GERECHTSHOF DEN HAAG
Afdeling civiel recht
zaaknummer : 200.205.514/01
rekestnummer rechtbank : FA RK 16-3286
zaaknummer rechtbank : C/10/499990
beschikking van de meervoudige kamer van 27 september 2017
inzake
[grootvader] , grootvader vaderszijde, en
[grootmoeder] , grootmoeder vaderszijde,
wonende te [woonplaats] ,
verzoekers in hoger beroep,
hierna te noemen: de grootouders vaderszijde,
advocaat mr. I. Epe te Haarlem,
tegen
Stichting Jeugdbescherming [vestigingsplaats] ,
gevestigd te [vestigingsplaats] ,
verweerster in hoger beroep,
hierna te noemen: de gecertificeerde instelling,
advocaat mr. U. Altintas-Gümüs.
Als degenen wier verklaring in verband met de beoordeling van het verzoek van betekenis kan zijn, zijn aangemerkt:
- de pleegouders van [minderjarige 1] en [minderjarige 2] ,
wonende op een bij de gecertificeerde instelling bekend adres,
hierna te noemen: de pleegouders.
In zijn adviserende en/of toetsende taak is in de procedure gekend:
de raad voor de kinderbescherming te [vestigingsplaats] ,
hierna te noemen: de raad.

1.Het verloop van het geding in eerste aanleg

Het hof verwijst voor het verloop van het geding in eerste aanleg naar de beschikking van de rechtbank Rotterdam van 16 september 2016 (hierna: de bestreden beschikking), uitgesproken onder voormeld zaaknummer.

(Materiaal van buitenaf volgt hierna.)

Issue #5896, opened 2023-08-21
[A11Y] Replace the qtip2 integration in the navigation toolbar


foxbunny:
**Describe the bug**

The navigation toolbar at the top of the page currently uses the qtip2 library to show the lower-level items. This results in code that is not quite accessible.

**To Reproduce**
1. Go to main page
2. Note that `a.arrow.js-dropdown` does not have appropriate ARIA attributes to indicate its state/purpose

**Expected behavior**

Expect `a.arrow.js-dropdown` to have `aria-controls` pointing to the menu items, and `aria-expanded` that reflects its state.

**Additional context**

- https://talk.getindico.io/t/ui-state-toolbar-navigation-menu/3216/7
- https://www.w3.org/WAI/WCAG21/Understanding/name-role-value.html

ThiefMaster:
@foxbunny I guess this one can be closed? (it was referenced in the header dropdown PR I merged, but not as `closes ...`)

foxbunny:
Yes

PR #5895, opened 2023-08-18
Layout fixes

foxbunny:
Fixes layout issues resulting from user-defined stylesheets that modify text-related metrics such as letter, line, word and paragraph spacing.

See #5888

Issue #444, opened 2010-06-10
Display of material for categories


jbenito3:
``` yaml
# Ticket imported from Trac
# Originally assigned to: lsyroka
```

The display of attached material for categories is not nice and without white spaces between the elements

http://indico.cern.ch/categoryDisplay.py?categId=2628

PR #5897, opened 2023-08-21
Make header toolbar dropdown menu accessible

foxbunny:
This patch makes the following changes:

- Implements a new `<ind-menu>` custom element that is used to add necessary `aria-*` attributes to a combination of `<button>` and `<menu>` in the tollbar menu
- Adds two folders, `client/{js,styles}/custom-elements`, that will be used to house Indico custom elements
- Includes the `ind-menu` module in `client/js/index.js`
- Restyles the toolbar menu to allow buttons to be used as menu items

See #5896 

This PR requires the #5895 to be merged

### DIFF
--- a/CHANGES.rst
+++ b/CHANGES.rst
@@ -94,6 +94,7 @@ Accessibility
   :thanks:`foxbunny`)
 - Associate form labels with form controls in the registration form (:issue:`6059`, :issue:`6073`,
   :pr:`6076`, thanks :user:`foxbunny`)
+- Make dropdown menu fully accessible (:issue:`5896`, :pr:`5897`, thanks :user:`foxbunny`)
 
 Internal Changes
 ^^^^^^^^^^^^^^^^
@@ -116,6 +117,8 @@ Internal Changes
 - Improve ``indico i18n`` CLI to support plugin-related i18n operations (:issue:`5906`, :pr:`5961`,
   thanks :user:`SegiNyn`)
 - Use `ruff <https://docs.astral.sh/ruff/>`_ for linting Python code (:pr:`6037`)
+- Add ``<ind-menu>`` custom element for managing drop-down menus (:issue:`5896`, :pr:`5897`,
+  thanks :user:`foxbunny`)
 
 
 ----
--- a/indico/web/client/js/custom_elements/TipBase.js
+++ b/indico/web/client/js/custom_elements/TipBase.js
@@ -1,0 +1,169 @@
+// This file is part of Indico.
+// Copyright (C) 2002 - 2023 CERN
+//
+// Indico is free software; you can redistribute it and/or
+// modify it under the terms of the MIT License; see the
+// LICENSE file for more details.
+
+import {domReady} from 'indico/utils/domstate';
+import './tips.scss';
+
+let viewportWidth = document.documentElement.clientWidth;
+let viewportHeight = document.documentElement.clientHeight;
+
+domReady.then(() => requestIdleCallback(updateClientGeometry));
+window.addEventListener('resize', updateClientGeometry);
+window.addEventListener('orientationchange', updateClientGeometry);
+
+function updateClientGeometry() {
+  viewportWidth = document.documentElement.clientWidth;
+  viewportHeight = document.documentElement.clientHeight;
+}
+
+function positionVertically(referenceRect, tooltipRect) {
+  const vw = viewportWidth;
+  const vh = viewportHeight;
+  let top = 'auto';
+  let bottom = 'auto';
+  const refCenter = `${referenceRect.left + referenceRect.width / 2}px`;
+  let arrowBorder;
+
+  // Place above or below?
+  if (tooltipRect.height < referenceRect.top) {
+    bottom = `${vh - referenceRect.top}px`;
+    arrowBorder = 'var(--tooltip-surface-color) transparent transparent';
+  } else {
+    top = `${referenceRect.bottom}px`;
+    arrowBorder = 'transparent transparent var(--tooltip-surface-color)';
+  }
+
+  // Ideal left coordinate (CSS will adjust as needed)
+  const idealLeft = referenceRect.left + (referenceRect.width - tooltipRect.width) / 2;
+  // NB: the clamp() formula assumes the tooltip content will always fit the viewport, which is ensured using CSS
+  const left = `clamp(0.5em, ${idealLeft}px, ${vw - tooltipRect.width}px - 0.5em)`;
+
+  return {
+    top,
+    bottom,
+    left,
+    'right': 'auto',
+    'ref-center': refCenter,
+    'arrow-borders': arrowBorder,
+  };
+}
+
+function positionHorizontally(referenceRect, tooltipRect) {
+  const vw = viewportWidth;
+  const vh = viewportHeight;
+  let left = 'auto';
+  let right = 'auto';
+  const refCenter = `${referenceRect.top + referenceRect.height / 2}px`;
+  let arrowBorder;
+
+  // Place right or left?
+  if (tooltipRect.width < vw - (referenceRect.x + referenceRect.width)) {
+    left = `${referenceRect.x + referenceRect.width}px`;
+    arrowBorder = 'transparent var(--tooltip-surface-color) transparent transparent';
+  } else {
+    right = `${vw - referenceRect.x}px`;
+    arrowBorder = 'transparent transparent var(--tooltip-surface-color) transparent';
+  }
+
+  // Ideal top coordinate (CSS will adjust as needed)
+  const idealTop = referenceRect.top + (referenceRect.height - tooltipRect.height) / 2;
+  // NB: the clamp() formula assumes the tooltip content will always fit the viewport, which is ensured using CSS
+  const top = `clamp(0.5em, ${idealTop}px, ${vh - tooltipRect.height}px - 0.5em)`;
+
+  return {
+    top,
+    'bottom': 'auto',
+    left,
+    right,
+    'ref-center': refCenter,
+    'arrow-borders': arrowBorder,
+  };
+}
+
+export class TipBase extends HTMLElement {
+  constructor() {
+    super();
+    this.show = this.show.bind(this);
+    this.hide = this.hide.bind(this);
+    this.dismiss = this.dismiss.bind(this);
+  }
+
+  connectedCallback() {
+    domReady.then(() => {
+      this.$tip = this.querySelector('[data-tip-content]');
+      console.assert(this.$tip, 'Must contain a *[data-tip-content] element');
+      this.setup();
+    });
+  }
+
+  disconnectedCallback() {
+    window.removeEventListener('keydown', this.dismiss);
+  }
+
+  get orientation() {
+    return this.getAttribute('orientation');
+  }
+
+  set orientation(value) {
+    this.setAttribute('orientation', value);
+  }
+
+  get shown() {
+    return this.hasAttribute('shown');
+  }
+
+  set shown(isShown) {
+    if (this.shown === isShown) {
+      return;
+    }
+    this.toggleAttribute('shown', isShown);
+    this.dispatchEvent(new Event('toggle'));
+  }
+
+  getTipCSS() {
+    const referenceRect = this.getBoundingClientRect();
+    const tooltipRect = this.$tip.getBoundingClientRect();
+
+    if (this.orientation === 'horizontal') {
+      return positionHorizontally(referenceRect, tooltipRect);
+    } else {
+      return positionVertically(referenceRect, tooltipRect);
+    }
+  }
+
+  updatePosition() {
+    this.style = '';
+    const css = this.getTipCSS();
+    for (const key in css) {
+      this.style.setProperty(`--${key}`, css[key]);
+    }
+  }
+
+  dismiss(evt) {
+    if (!this.shown || evt.code !== 'Escape') {
+      return;
+    }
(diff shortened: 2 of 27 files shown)


CHANGES.rst
```diff
@@ -25,6 +25,8 @@ Improvements
   restrict them to speakers or registrants (:pr:`5670`, thanks :user:`kewisch`)
 - Make editing timeline display much more straightforward (:pr:`5674`)
 - Allow event managers to delete editables from contributions (:pr:`5778`)
+- Support custom user-defined stylesheets with text metric overrides (:pr:`5895`)
+- Add ``<ind-menu>`` custom element and make the header toolbar dropdown accessible (:pr:`5897`)
```
ThiefMaster, line 29: I think this better fits into "Internal Changes" (and maybe we can consider introducing an a11y section later)

Also, credit yourself ;) see the "thanks :user:...` in some other places for contributions coming from outside the core indico team

foxbunny:
Rebased relevant changes on top of master, and also addressed code style issues discussed elsewhere.

foxbunny:
Rebased on master, updated folder structure to match previous PRs.

indico/web/client/styles/partials/_main.scss
```diff
@@ -11,26 +11,63 @@
...
-.toolbar.global-menu {
-  @include font-family-title-light();
+#global-menu {
+  // FIXME: This should be in the global reset
 
-  height: 3em;
-  line-height: 3em;
+  * {
+    box-sizing: border-box;
+  }
```
ThiefMaster, line 19: I think this is no longer needed since you added it globally in a previous PR?

indico/web/client/styles/partials/_main.scss
```diff
@@ -11,26 +11,63 @@
 
 /* Styles for the main menu */
 
-.toolbar.global-menu {
-  @include font-family-title-light();
```
ThiefMaster, line 15: Any reason for removing this (which changes the font? If it needs to be larger fine, but new font looks strange there.

I tried adding it back locally, and IMHO it looks better (master vs your PR + this line added back):

image
image

ThiefMaster:
I rebased it to the latest master and cleaned up some merge problems in the changelog.

The one thing I'm missing a bit in the new version is the little arrow indicating that a top menu item opens a submenu:

image
image

Also, can we avoid this little bit of white spacing between the main menu and its submenu?

indico/web/client/js/custom_elements/ind_menu.js
```diff
@@ -0,0 +1,56 @@
...
+
+import './ind_menu.scss';
+
+let lastId = 0; // Track the assigned IDs to give each element a unique ID
+
+customElements.define(
+  'ind-menu',
+  class extends HTMLElement {
+    connectedCallback() {
+      window.addEventListener('DOMContentLoaded', () => {
```
ThiefMaster, line 16: Is this still needed in a custom element? (e.g. if/because the `connectedCallback` runs before the element and its children have been fully loaded into he DOM)

indico/web/client/js/custom_elements/ind_menu.js
```diff
@@ -0,0 +1,56 @@
...
+          // Delay action as no element is focused immediately after focusout
+          requestAnimationFrame(() => {
+            if (this.contains(document.activeElement)) {
+              return;
+            }
+            trigger.removeAttribute('aria-expanded');
+          });
+        });
+
+        this.addEventListener('keydown', function(ev) {
```
ThiefMaster, line 44: `evt`

indico/web/client/js/custom_elements/ind_menu.js
```diff
@@ -0,0 +1,56 @@
...
+        trigger.setAttribute('aria-expanded', false);
+
+        list.id = list.id || `dropdown-list-${lastId++}`;
+        trigger.setAttribute('aria-controls', list.id);
+
+        trigger.addEventListener('click', function() {
+          trigger.setAttribute('aria-expanded', trigger.getAttribute('aria-expanded') !== 'true');
+        });
+
+        this.addEventListener('focusout', function() {
```
ThiefMaster, line 34: Generally I prefer arrow functions for callbacks (also the ones above/below), but *this* one is interesting because of the `this` semantics.

I think in terms of readability and maintainability (I actually had to double-check the docs how `this` is used by `addEventListener`) it might be better to just use arrows and put a more explicit `const elem = evt.target;` (or `.currentTarget`) inside the callback.

indico/web/client/styles/partials/_main.scss
foxbunny: I'm going to clean this up later once I get done with category display page. Still have some issues to address there. But yeah, I'll remove this once I get it it.

indico/web/client/styles/partials/_main.scss
foxbunny: So the idea is to first bring all styling under the DS, and then improve the design afterwards.

> but new font looks strange there.

It's not the new font. It's just inheriting it from one of the ancestors. I want to flush out SUI first before I address font-related stuff.

indico/web/client/js/custom_elements/ind_menu.js
foxbunny: "Is this still needed in a custom element?"

Unfortunately yes. We'll want to do something about deferring all <script> tags so we don't have to do this everywhere. Luckily, it's not hard to remove later either.

indico/web/client/js/custom_elements/ind_menu.js
foxbunny: > Generally I prefer arrow functions for callbacks

Sure. I've switched to arrows in newer PRs.

indico/web/client/styles/partials/_main.scss
foxbunny: Fair enough. I should note that Roboto Light is most certainly not the appropriate font for this use case. In fact, any "Light" font is not a good use case for normal size text (and below) in general. You may use it on larger headings, but that's a different use case. Not all font rendering engines are made the same, and light fonts generally tend to render poorly on anything that isn't a Mac.

All in all we'll need to address the font choices anyway at some point. My long-term plan after the migration to DS is complete is to pick a good font set that works well across the board both in terms of readability and also from the aesthetic perspective.

ThiefMaster: Sure, but IMHO those "more invasive" changes are better to keep for later since we can do all the nice improvements at first without exposing users to big "oh wth why does this look completely different now?!?!" surprises :)

foxbunny: > "oh wth why does this look completely different now?!?!"

This is called a "canoe" problem. It's a temporary distraction that does not have no serious impact on usability. We generally shouldn't upgrade canoe problems into serious failures. ;)

foxbunny:
@ThiefMaster Where does this tool tip come from? Tried searching the exact text but nothing shows up.

image

ThiefMaster:
you find it when searching for `event-type-tooltip-lecture`

foxbunny:
Ugh, more jQuery :D

indico/web/client/js/custom_elements/ind_with_tooltip.js
```diff
@@ -0,0 +1,50 @@
+// This file is part of Indico.
+// Copyright (C) 2002 - 2023 CERN
+//
+// Indico is free software; you can redistribute it and/or
+// modify it under the terms of the MIT License; see the
+// LICENSE file for more details.
+
+import {TipBase} from 'indico/custom_elements/TipBase';
+
+const tipDelay = 1000; // ms
```
ThiefMaster, line 10: This feels too slow. What about using something around 100-250ms? (I tested it and it feels way more reactive that way)

indico/web/client/js/custom_elements/ind_menu.js
ThiefMaster: would be nice to update it in here as well :)

ThiefMaster:
image

Can we avoid this one-pixel gap between the menu and the expanded dropdown?

ThiefMaster:
image

Would it be possible to open the tooltip to the right instead of to the top? For the first dropdown item it doesn't matter, but right now it's pretty much impossible to create a lecture after hovering meeting/conference - you have to move the mouse pointer outside the dropdown first so the tooltip closes, since it covers the dropdown entries above.

ThiefMaster:
Is the very dark gray (`#333`) required for contrast or would something slightly brighter such as `#444` or `#555` (the previous color) still have strong enough contrast (especially since the text is a bit larger now than it was before - which in this particular place actually looks better than it looked before with the smaller text IMHO ;))?

indico/web/client/js/custom_elements/ind_with_tooltip.js
foxbunny: So there's this:

image

But then again, many authors use about .5s delay instead. 

So not sure what is "typical" really. At any rate, 100~250 is way too low. This delay is used to minimize distraction while tabbing through the interface.

ThiefMaster: OK fair enough. Probably this particular tooltip is not that useful except for very novice Indico users anyway!

(and if we ever move the event creation dialog to react I could absolutely see the button to just become "Create event" and the type selection going in the dialog itself instad of being nested in a dropdown)

foxbunny:
> Is the very dark gray (#333) of the menu bar required for contrast or would something slightly brighter such as #444 or #555 (the previous color) still have strong enough contrast

As far as grays go, I think the cut-off is #737373. So yeah, we can use that. Should make for better contrast with the tooltip, too.

indico/web/client/js/custom_elements/TipBase.js
```diff
@@ -0,0 +1,123 @@
...
+// modify it under the terms of the MIT License; see the
+// LICENSE file for more details.
+
+import {domReady} from 'indico/utils/domstate';
+import './tips.scss';
+
+let viewportWidth = document.documentElement.clientWidth;
+let viewportHeight = document.documentElement.clientHeight;
+
+window.addEventListener('DOMContentLoaded', () => requestIdleCallback(updateClientGeometry));
```
ThiefMaster, line 14: `domReady.then(...);`?

indico/web/client/js/custom_elements/TipBase.js
```diff
@@ -0,0 +1,123 @@
...
+    const vh = viewportHeight;
+    const referenceRect = this.getBoundingClientRect();
+    const tooltipRect = this.$tip.getBoundingClientRect();
+
+    let top = 'auto';
+    let bottom = 'auto';
+    const refCenter = `${referenceRect.x + referenceRect.width / 2}px`;
+    let arrowBorder;
+
+    console.log(referenceRect);
```
ThiefMaster, line 67: remove that ;)

indico/web/client/js/custom_elements/ind_menu.js
```diff
@@ -0,0 +1,57 @@
...
+      domReady.then(() => {
+        const trigger = this.querySelector('button');
+        const list = this.querySelector('menu');
+
+        console.assert(
+          trigger.nextElementSibling === list,
+          'The <menu> element must come after <button>'
+        );
+
+        trigger.setAttribute('aria-expanded', false);
```
ThiefMaster, line 26: I guess this should be `'false'` since AFAIK DOM attributes are always strings? (even though the `false` is probably implicitly converted to a string

foxbunny: Yes, it's always converted to string, and that is negligible performance hit too, so you'd just waste two characters to be pedantic. :)

ThiefMaster: Just asking because you (correctly) check for `!== 'true'` below and I could already see a less experienced developer checking for `=== false` for whatever reason (after all, it's set to `false`!) and wondering why it doesn't work.

foxbunny: Well, what would it take for them to learn how coercion works in JavaScript?

ThiefMaster: "Explicit is better than implicit." (even though that's from the zen of python and we have javascript here ;))

foxbunny: There's another saying: 'When in Rome, do as the Romans do.' This is JavaScript. Coercion is everywhere. You're not escaping that. Gotta learn at some point.

indico/web/client/js/custom_elements/tips.scss
```diff
@@ -0,0 +1,112 @@
...
+//
+// Indico is free software; you can redistribute it and/or
+// modify it under the terms of the MIT License; see the
+// LICENSE file for more details.
+
+@use 'design_system';
+
+ind-with-tooltip,
+ind-with-toggletip {
+  --tooltip-surface-color: #000;
```
ThiefMaster, line 12: Would it cause any a11y problems if we changed this to `#333`? Feels a bit very dark right now.

image
image


(Might also be personal preference, but for anything dark-mode-related I generally prefer the "dim" version over the "full black background" version, and I guess this also applies here even if it's just a tooltip)

ThiefMaster: At least right now we don't have anything darker than the menus and the meeting page background....

(so far the preference within the team is on the `#333` version btw)

foxbunny: Pushed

2.Het geding in hoger beroep

2.1
De grootouders vaderszijde zijn op 15 december 2016 in hoger beroep gekomen van de bestreden beschikking.
2.2
De gecertificeerde instelling heeft op 26 januari 2017 een verweerschrift ingediend.
2.3
Bij het hof zijn voorts de volgende stukken ingekomen:
van de zijde van de grootouders vaderszijde:
- een journaalbericht van 16 februari 2017 met bijlage, ingekomen op 17 februari 2017;
van de zijde van de gecertificeerde instelling:
- een journaalbericht van 30 maart 2017 met bijlage, ingekomen op 3 april 2017.
2.4
De mondelinge behandeling heeft op 23 augustus 2017 plaatsgevonden. Verschenen zijn:
- de grootouders vaderszijde, bijgestaan door mr. I. Epe;
- de gecertificeerde instelling, vertegenwoordigd door [naam] en mr. U. Altintas-Gümüs;
- de raad, vertegenwoordigd door [naam] ;
- de pleegouders.

3.De feiten

3. Het hof gaat uit van de door de rechtbank vastgestelde feiten voor zover daartegen in hoger beroep niet is opgekomen. Onder meer staat het volgende vast:
- De moeder van de minderjarigen [minderjarige 1] , geboren op [geboortedatum] te [geboorteplaats] , en [minderjarige 2] , geboren [geboortedatum] te [geboorteplaats] (hierna te noemen: de minderjarigen), is op [datum] dood aangetroffen;
- De vader van de minderjarigen is eind 2015 tot een langdurige gevangenisstraf veroordeeld voor de dood van de moeder;
- Bij beschikking van de rechtbank Rotterdam van 21 juli 2015 is het ouderlijk gezag van de vader beëindigd. De rechtbank heeft de gecertificeerde instelling met de voogdij belast. De grootouders vaderszijde zijn tegen deze beschikking in hoger beroep gegaan. Bij beschikking van het gerechtshof Den Haag van 8 juni 2016 zijn de grootouders vaderszijde niet-ontvankelijk verklaard in hun hoger beroep;
- Bij vonnis van de voorzieningenrechter van de rechtbank Rotterdam van 17 mei 2016 is de vordering van de grootouders vaderszijde om de gecertificeerde instelling te verbieden de minderjarigen te plaatsen in een perspectief biedend pleeggezin totdat op de door hen ingestelde bodemprocedure is beslist, afgewezen;
In hoger beroep is komen vast te staan dat de minderjarigen op 3 januari 2017 in een perspectief biedend pleeggezin zijn geplaatst.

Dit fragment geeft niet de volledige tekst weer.